For FY19, Althoff stressed that the theme is stability
“Our commercial business remains steadfast, he said. “There will be fine-tuning, but no major changes.”
He did, however, identify five priorities for the year ahead.
“First and foremost, we will accelerate our cultural transformation,” he said. “We think of our partners as an extension of Microsoft and a growth mindset culture is first and foremost.” That entails being obsessed with our customers, as well as diversity and inclusion.”
The second theme is getting even deeper into Microsoft enterprise accounts.
“We will double down on industry focus, and increase density of coverage by 40 per cent,” he said. “This means we need more and more ISV solutions, and more services practices.”
Customer acquisition is a third major theme.
“We will be investing heavily in account-based marketing to feed more leads,” he said. “We will create some new customer-only territories on the Microsoft cloud, and add specialists dedicated to them.
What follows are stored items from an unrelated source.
PR #38, opened 2021-03-24
Split modules experiment

chrisvest:
This seems to be a dead-end since Intellij can't run tests when modules are set up like this.


chrisvest:
Closing because this is just for show-casing; not meant to be merged.

PR #39, opened 2021-03-26
UnsafeBuffer implementation, based on sun.misc.Unsafe

chrisvest:
Motivation:
When Unsafe is available, we can supposedly do certain things faster than when it is not.

Modification:
Add a Buffer implementation that take advantage of sun.misc.Unsafe.
It has not yet been verified if this is faster in any way than, say the ByteBuffer implementation or the MemorySegment implementation.

Result:
Another Buffer implementation that can be used when Unsafe is available.


chrisvest:
Draft PR because there are still test failures and JVM crashes.

src/main/java/io/netty/buffer/api/unsafe/UnsafeMemoryManagers.java
```diff
@@ -0,0 +1,46 @@
...
+ */
+package io.netty.buffer.api.unsafe;
+
+import io.netty.buffer.api.MemoryManager;
+import io.netty.buffer.api.MemoryManagers;
+import io.netty.util.internal.PlatformDependent;
+
+public class UnsafeMemoryManagers implements MemoryManagers {
+    public UnsafeMemoryManagers() {
+        if (!PlatformDependent.hasUnsafe()) {
```
hyperxpro, line 24: I think this should go in the `static` block. WDYT?

src/main/java/module-info.java
```diff
@@ -32,5 +32,6 @@
 
     provides io.netty.buffer.api.MemoryManagers with
             io.netty.buffer.api.memseg.SegmentMemoryManagers,
-            io.netty.buffer.api.bytebuffer.ByteBufferMemoryManagers;
+            io.netty.buffer.api.bytebuffer.ByteBufferMemoryManagers,
+            io.netty.buffer.api.unsafe.UnsafeMemoryManagers;
 }
```
hyperxpro: Empty Line Missing.

src/main/java/io/netty/buffer/api/unsafe/UnsafeMemoryManagers.java
chrisvest: These instances are service loaded, so I'll have to check how that interacts… currently the provider will throw, so it can be handled when they are iterated.

chrisvest: The only difference this does is that the exception thrown from the provider will have an additional ExceptionInInitializerError cause level. So I don't think it makes sense to make that change.

PR #40, opened 2021-04-06
Use the memaccess+abi branch of panama-foreign

chrisvest:
Motivation:
The jextract branch is currently suffering from upstream compilation
errors.
And we don't need jextract - memaccess+abi is enough.

Modification:
Avoid checking out the jextract branch of panama by default, and instead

We will also have a new incentive model to compensate our people and you for the hard work of acquiring new customers.”
The fourth priority is customer retention, following the old axiom that acquiring new customers doesn’t do that much good if you don’t keep them for the longer term.
“We are continuing to add resources so you can focus on this,” Althoff said.
Finally, Althoff said Microsoft will invest heavily in learning and readiness, to come back to the first theme, since you can’t effectively foster cultural transformation without teaching it effectively.
“We will have a brand new learning platform this year, which is being rolled out simultaneously both internally and to partners,” he said. “We will have a new cloud certification that will become live at Ignite. We will also do things to revolutionize role-based learning.”